(Records from a data collection)
· · · · ·
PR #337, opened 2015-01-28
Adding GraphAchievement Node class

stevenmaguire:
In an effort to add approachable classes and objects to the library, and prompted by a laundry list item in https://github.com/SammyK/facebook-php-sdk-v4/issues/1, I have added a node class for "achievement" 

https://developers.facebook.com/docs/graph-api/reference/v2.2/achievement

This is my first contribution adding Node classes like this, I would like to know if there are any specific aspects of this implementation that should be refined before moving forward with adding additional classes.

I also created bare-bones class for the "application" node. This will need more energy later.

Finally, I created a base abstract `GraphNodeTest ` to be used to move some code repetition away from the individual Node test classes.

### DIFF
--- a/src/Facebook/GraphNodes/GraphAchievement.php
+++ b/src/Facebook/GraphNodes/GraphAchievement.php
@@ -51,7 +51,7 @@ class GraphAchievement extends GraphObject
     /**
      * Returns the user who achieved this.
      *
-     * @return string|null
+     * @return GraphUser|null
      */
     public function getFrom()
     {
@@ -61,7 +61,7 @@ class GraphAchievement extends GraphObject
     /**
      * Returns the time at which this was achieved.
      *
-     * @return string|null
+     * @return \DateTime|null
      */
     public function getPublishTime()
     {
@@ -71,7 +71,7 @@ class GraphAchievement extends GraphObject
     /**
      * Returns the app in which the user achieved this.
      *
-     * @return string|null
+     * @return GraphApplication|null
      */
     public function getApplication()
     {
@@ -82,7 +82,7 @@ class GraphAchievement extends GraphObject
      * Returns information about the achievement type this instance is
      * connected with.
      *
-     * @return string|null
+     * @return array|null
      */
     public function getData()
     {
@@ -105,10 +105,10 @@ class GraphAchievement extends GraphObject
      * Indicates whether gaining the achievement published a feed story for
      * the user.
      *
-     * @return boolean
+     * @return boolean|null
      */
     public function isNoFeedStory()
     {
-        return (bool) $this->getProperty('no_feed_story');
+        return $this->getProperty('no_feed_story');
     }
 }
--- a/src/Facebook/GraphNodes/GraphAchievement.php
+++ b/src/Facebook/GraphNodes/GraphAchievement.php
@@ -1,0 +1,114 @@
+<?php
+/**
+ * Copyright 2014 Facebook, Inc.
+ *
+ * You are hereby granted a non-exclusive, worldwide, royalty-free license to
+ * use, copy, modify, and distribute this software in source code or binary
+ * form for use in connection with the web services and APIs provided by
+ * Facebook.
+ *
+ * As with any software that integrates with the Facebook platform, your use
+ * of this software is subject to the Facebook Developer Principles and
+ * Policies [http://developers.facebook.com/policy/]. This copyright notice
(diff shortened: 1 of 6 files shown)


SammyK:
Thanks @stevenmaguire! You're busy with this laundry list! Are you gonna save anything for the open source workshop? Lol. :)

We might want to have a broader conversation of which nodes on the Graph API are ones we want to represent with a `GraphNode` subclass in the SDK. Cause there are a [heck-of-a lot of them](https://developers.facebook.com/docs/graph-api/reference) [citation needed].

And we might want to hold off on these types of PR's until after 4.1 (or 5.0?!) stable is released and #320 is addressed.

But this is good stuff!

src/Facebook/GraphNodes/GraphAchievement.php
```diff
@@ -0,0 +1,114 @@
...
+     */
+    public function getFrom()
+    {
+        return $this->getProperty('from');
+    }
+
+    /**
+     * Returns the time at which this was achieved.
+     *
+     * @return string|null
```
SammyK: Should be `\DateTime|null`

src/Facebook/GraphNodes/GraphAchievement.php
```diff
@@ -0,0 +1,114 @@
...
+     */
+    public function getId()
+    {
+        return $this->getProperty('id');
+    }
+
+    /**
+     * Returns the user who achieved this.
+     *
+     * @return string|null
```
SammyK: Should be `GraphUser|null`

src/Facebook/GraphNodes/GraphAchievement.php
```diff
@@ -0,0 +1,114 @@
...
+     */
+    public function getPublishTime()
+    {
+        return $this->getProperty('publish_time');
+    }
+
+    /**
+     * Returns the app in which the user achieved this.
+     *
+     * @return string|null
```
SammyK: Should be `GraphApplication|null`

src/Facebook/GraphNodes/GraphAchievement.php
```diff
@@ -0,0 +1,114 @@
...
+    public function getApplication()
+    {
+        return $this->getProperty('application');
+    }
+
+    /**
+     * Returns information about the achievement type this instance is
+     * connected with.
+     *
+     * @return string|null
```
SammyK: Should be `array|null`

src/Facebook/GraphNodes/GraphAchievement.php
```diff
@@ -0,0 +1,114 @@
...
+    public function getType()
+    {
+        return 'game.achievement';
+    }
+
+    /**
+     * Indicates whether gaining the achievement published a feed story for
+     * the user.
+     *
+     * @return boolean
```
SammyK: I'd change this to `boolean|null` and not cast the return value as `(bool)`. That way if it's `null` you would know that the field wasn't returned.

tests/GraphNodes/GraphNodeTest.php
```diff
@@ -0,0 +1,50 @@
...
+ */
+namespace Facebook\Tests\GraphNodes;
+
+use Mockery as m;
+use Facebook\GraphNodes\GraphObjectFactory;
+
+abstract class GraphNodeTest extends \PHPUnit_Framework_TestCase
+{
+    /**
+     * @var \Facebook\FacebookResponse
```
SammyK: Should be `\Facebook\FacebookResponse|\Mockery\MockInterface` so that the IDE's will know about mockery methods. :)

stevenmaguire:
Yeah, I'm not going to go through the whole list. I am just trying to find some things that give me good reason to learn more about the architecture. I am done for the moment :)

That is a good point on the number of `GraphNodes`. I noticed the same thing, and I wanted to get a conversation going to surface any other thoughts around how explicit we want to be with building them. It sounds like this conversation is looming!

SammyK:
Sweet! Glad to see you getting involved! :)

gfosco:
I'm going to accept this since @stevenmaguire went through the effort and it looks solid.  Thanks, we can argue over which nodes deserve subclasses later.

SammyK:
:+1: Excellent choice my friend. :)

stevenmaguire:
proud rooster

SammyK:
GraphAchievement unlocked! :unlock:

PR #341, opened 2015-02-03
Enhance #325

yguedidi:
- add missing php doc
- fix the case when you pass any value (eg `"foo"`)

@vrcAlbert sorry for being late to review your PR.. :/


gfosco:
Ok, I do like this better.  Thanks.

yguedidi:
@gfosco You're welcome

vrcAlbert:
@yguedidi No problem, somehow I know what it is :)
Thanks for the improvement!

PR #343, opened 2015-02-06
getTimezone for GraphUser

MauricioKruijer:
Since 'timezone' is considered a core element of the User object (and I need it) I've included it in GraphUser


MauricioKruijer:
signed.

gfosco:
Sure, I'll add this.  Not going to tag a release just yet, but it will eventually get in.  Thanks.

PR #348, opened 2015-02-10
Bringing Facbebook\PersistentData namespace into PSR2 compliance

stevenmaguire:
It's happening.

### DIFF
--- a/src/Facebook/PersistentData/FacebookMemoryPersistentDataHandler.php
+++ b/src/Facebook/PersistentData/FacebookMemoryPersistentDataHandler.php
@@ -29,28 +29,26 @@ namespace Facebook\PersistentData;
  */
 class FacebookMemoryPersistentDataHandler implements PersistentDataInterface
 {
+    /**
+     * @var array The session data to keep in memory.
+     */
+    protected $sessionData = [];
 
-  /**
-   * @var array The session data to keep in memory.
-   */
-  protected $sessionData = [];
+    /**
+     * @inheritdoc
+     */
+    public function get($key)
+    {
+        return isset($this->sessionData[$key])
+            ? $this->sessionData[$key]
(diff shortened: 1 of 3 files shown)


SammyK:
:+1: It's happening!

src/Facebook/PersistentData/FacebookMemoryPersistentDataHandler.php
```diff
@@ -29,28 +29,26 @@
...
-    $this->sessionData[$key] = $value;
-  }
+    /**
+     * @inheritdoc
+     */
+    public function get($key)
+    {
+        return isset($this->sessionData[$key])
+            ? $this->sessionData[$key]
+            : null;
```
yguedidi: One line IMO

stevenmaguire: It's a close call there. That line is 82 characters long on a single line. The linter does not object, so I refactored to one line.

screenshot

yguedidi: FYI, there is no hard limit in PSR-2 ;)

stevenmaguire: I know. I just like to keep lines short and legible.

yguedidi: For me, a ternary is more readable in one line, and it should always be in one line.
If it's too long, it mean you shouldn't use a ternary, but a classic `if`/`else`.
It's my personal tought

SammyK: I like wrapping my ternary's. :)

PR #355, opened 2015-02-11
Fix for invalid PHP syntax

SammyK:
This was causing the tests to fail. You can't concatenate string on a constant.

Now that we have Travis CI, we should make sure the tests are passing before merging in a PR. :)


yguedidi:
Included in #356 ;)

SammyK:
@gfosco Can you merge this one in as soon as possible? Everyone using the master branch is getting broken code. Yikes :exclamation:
· · · · ·
Directions: Starting from the line that contains "yguedidi: FYI, there", give again every line to the last line of the data, exactly. Include nothing else.

Result of this task:
yguedidi: FYI, there is no hard limit in PSR-2 ;)

stevenmaguire: I know. I just like to keep lines short and legible.

yguedidi: For me, a ternary is more readable in one line, and it should always be in one line.
If it's too long, it mean you shouldn't use a ternary, but a classic `if`/`else`.
It's my personal tought

SammyK: I like wrapping my ternary's. :)

PR #355, opened 2015-02-11
Fix for invalid PHP syntax

SammyK:
This was causing the tests to fail. You can't concatenate string on a constant.

Now that we have Travis CI, we should make sure the tests are passing before merging in a PR. :)


yguedidi:
Included in #356 ;)

SammyK:
@gfosco Can you merge this one in as soon as possible? Everyone using the master branch is getting broken code. Yikes :exclamation:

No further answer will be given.